* _Task directions_
Using the records below, filter for lines that contain the string "error" and copy them out.

=== Exercise data ===

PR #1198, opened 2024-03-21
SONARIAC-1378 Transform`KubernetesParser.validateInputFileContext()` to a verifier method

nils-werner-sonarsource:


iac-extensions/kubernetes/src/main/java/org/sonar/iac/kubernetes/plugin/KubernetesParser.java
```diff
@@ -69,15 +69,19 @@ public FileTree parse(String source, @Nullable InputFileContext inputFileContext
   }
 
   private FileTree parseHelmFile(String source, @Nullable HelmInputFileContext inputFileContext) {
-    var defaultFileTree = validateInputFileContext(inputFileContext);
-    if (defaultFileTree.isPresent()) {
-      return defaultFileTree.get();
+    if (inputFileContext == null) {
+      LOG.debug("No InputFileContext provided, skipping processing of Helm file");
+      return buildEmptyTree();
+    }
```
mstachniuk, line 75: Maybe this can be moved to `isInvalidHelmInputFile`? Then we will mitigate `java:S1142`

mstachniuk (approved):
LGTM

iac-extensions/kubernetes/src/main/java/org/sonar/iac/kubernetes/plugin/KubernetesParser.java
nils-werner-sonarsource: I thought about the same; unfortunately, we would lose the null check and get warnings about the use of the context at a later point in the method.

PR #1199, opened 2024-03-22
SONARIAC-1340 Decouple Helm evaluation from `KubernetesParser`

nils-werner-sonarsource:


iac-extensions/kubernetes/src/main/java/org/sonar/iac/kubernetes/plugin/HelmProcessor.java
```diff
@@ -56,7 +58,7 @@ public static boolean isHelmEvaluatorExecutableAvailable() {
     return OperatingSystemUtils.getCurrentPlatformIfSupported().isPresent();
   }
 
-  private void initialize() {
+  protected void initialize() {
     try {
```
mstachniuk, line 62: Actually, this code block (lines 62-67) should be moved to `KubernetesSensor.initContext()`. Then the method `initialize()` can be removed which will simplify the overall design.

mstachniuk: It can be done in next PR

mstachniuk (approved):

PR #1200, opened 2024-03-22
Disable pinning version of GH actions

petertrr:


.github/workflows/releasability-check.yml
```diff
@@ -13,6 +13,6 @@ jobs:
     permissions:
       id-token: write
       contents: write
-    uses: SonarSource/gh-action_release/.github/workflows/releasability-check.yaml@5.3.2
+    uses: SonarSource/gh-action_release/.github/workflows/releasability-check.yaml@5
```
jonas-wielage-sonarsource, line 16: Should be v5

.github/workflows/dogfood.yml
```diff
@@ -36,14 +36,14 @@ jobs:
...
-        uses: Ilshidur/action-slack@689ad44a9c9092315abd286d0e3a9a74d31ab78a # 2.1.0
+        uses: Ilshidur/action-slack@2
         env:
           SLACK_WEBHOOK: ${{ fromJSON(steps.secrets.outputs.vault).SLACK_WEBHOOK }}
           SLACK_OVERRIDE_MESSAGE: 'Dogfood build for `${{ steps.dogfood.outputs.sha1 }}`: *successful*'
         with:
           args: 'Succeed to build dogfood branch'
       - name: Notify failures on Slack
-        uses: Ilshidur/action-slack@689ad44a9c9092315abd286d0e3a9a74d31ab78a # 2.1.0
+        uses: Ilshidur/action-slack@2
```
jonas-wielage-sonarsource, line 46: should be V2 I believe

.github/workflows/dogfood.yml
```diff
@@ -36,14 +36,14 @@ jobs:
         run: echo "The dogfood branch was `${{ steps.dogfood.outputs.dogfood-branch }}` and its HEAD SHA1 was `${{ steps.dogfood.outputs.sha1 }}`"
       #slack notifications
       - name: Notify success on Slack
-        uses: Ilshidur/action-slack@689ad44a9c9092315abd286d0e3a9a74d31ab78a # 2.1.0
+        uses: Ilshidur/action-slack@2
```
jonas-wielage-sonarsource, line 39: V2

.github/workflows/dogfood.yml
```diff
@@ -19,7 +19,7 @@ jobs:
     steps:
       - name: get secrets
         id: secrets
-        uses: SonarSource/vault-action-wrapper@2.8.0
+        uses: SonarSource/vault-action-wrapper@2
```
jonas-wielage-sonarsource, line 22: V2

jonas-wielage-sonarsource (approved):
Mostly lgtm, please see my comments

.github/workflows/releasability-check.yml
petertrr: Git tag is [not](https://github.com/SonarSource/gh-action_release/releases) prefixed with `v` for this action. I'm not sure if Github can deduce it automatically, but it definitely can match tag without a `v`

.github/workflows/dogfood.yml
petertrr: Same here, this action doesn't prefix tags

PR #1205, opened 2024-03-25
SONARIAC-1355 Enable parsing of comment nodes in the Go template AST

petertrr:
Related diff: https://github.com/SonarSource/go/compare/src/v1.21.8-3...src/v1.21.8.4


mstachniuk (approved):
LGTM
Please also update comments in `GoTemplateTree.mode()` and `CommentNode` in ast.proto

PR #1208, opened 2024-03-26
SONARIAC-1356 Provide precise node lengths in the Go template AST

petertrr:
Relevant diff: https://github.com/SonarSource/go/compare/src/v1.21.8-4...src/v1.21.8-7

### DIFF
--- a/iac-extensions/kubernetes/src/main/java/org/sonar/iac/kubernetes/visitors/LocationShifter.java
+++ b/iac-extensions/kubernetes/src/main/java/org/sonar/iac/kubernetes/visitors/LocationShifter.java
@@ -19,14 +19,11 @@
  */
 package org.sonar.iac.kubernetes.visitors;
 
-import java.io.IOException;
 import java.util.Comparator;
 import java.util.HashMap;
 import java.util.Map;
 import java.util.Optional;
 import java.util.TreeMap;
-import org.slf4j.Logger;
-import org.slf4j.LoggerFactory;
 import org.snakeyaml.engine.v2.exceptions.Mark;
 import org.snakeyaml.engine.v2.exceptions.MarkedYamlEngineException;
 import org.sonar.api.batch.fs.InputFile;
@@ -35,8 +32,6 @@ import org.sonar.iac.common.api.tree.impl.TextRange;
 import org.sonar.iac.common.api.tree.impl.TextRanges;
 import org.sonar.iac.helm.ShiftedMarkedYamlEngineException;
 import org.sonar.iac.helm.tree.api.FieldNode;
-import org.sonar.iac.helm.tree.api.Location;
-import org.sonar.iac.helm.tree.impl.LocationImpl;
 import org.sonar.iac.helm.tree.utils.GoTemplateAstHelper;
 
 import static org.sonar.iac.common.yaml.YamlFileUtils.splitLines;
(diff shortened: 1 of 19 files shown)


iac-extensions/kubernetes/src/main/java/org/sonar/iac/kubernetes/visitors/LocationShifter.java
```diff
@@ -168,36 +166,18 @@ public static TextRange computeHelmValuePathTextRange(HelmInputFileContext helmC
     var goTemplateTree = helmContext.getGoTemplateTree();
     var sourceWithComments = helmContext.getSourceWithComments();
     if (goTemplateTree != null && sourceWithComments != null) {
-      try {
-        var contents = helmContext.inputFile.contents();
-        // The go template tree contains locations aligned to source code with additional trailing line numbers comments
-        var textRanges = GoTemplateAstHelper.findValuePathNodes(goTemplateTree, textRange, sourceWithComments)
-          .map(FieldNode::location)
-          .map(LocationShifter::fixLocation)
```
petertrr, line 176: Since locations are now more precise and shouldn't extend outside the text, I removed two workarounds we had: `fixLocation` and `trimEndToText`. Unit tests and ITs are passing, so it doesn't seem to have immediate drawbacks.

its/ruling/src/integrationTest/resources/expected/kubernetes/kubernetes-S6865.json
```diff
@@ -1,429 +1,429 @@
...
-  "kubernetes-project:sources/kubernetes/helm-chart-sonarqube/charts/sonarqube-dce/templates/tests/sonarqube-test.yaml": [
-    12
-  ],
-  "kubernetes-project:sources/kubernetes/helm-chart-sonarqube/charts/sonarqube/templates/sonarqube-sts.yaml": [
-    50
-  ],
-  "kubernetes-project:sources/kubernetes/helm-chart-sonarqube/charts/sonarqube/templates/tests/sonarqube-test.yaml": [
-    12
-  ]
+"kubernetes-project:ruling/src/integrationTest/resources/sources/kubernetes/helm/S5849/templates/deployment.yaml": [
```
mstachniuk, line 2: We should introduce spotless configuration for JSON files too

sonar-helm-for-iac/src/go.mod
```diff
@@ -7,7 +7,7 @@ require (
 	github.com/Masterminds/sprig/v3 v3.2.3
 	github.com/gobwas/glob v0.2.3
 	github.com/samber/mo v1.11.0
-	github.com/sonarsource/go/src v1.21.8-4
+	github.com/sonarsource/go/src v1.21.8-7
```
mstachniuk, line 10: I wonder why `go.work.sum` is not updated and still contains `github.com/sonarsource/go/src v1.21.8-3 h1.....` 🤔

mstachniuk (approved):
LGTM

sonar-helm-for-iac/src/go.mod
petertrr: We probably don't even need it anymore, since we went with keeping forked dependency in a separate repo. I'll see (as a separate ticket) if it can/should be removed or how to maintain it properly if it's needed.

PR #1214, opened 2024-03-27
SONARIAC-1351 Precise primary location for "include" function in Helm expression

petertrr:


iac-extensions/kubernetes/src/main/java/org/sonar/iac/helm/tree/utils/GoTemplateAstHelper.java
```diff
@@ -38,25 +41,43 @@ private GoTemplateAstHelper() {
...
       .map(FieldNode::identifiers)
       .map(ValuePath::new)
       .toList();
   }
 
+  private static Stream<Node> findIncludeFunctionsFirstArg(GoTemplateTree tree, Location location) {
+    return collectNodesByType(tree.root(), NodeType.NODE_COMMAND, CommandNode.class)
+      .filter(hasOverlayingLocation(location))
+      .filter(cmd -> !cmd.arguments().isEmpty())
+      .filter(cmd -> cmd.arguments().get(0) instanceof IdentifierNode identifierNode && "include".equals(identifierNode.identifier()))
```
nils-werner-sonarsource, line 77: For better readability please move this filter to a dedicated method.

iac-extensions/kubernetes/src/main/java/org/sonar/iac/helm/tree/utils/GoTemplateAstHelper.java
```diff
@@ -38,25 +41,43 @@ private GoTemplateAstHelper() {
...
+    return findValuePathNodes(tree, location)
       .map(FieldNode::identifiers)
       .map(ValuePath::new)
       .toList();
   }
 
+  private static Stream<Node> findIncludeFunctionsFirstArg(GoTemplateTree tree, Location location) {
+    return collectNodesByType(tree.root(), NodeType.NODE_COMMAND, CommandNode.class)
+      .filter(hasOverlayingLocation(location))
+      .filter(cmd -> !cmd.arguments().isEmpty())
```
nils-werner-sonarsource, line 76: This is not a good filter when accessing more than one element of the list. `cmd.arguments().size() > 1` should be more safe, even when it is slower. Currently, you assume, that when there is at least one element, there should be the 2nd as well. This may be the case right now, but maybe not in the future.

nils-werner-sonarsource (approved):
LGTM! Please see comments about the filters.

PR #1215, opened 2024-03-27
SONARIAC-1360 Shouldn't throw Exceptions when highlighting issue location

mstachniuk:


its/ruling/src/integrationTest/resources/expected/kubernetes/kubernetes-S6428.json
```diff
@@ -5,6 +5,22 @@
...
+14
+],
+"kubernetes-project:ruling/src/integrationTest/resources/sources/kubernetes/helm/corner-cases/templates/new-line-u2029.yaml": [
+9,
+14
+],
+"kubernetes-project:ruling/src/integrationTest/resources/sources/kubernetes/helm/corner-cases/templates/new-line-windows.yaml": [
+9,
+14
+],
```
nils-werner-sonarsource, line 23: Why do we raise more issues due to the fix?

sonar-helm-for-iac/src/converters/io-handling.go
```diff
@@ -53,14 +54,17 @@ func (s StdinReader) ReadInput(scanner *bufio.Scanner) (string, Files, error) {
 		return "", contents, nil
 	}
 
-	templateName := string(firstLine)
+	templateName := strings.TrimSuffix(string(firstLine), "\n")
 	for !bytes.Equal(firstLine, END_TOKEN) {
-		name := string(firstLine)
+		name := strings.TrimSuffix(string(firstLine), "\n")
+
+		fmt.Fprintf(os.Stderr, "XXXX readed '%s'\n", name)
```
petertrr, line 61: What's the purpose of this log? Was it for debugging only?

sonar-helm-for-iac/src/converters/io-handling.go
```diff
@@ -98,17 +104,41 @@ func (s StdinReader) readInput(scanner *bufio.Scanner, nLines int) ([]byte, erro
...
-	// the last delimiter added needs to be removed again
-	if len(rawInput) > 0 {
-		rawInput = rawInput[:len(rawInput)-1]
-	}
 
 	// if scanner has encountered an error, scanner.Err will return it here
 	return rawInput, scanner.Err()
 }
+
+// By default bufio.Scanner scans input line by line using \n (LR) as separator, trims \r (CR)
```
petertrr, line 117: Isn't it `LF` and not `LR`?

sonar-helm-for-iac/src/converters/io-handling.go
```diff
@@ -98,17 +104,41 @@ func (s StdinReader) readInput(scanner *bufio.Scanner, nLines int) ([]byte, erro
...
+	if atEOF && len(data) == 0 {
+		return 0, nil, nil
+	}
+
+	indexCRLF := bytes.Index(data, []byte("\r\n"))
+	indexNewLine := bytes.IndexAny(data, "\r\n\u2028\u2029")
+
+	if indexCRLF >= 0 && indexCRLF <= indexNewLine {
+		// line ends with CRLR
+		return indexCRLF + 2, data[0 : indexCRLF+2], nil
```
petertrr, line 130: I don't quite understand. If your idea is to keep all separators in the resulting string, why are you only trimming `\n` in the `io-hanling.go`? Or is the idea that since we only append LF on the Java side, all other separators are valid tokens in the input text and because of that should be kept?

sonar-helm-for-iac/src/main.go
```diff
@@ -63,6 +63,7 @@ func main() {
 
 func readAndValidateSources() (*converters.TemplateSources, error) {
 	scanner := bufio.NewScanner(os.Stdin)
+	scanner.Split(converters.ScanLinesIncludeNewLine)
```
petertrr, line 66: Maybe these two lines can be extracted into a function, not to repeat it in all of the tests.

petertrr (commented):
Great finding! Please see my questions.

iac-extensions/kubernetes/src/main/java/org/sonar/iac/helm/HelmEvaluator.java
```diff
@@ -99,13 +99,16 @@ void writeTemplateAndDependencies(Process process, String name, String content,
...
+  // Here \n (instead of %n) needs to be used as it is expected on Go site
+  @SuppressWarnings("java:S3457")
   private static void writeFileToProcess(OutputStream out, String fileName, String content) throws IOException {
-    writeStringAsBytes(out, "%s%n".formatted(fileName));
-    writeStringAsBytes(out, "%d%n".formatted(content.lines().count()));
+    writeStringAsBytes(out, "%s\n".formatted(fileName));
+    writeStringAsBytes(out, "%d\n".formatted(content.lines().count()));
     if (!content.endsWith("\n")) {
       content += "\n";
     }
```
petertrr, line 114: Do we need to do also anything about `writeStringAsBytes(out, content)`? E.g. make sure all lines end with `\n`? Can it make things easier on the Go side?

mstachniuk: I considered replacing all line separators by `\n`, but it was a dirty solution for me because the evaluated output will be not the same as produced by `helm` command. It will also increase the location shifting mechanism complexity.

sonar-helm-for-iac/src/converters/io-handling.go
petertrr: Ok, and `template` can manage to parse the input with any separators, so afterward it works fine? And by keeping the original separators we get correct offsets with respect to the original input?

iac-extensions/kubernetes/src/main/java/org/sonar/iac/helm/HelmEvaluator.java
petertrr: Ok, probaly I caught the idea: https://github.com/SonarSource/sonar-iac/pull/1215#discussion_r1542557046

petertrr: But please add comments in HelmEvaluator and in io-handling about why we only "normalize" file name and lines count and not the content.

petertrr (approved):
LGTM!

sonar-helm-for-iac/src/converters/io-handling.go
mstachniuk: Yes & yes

===

* _Answer section_
@@ -53,14 +54,17 @@ func (s StdinReader) ReadInput(scanner *bufio.Scanner) (string, Files, error) {
 	// if scanner has encountered an error, scanner.Err will return it here
 func readAndValidateSources() (*converters.TemplateSources, error) {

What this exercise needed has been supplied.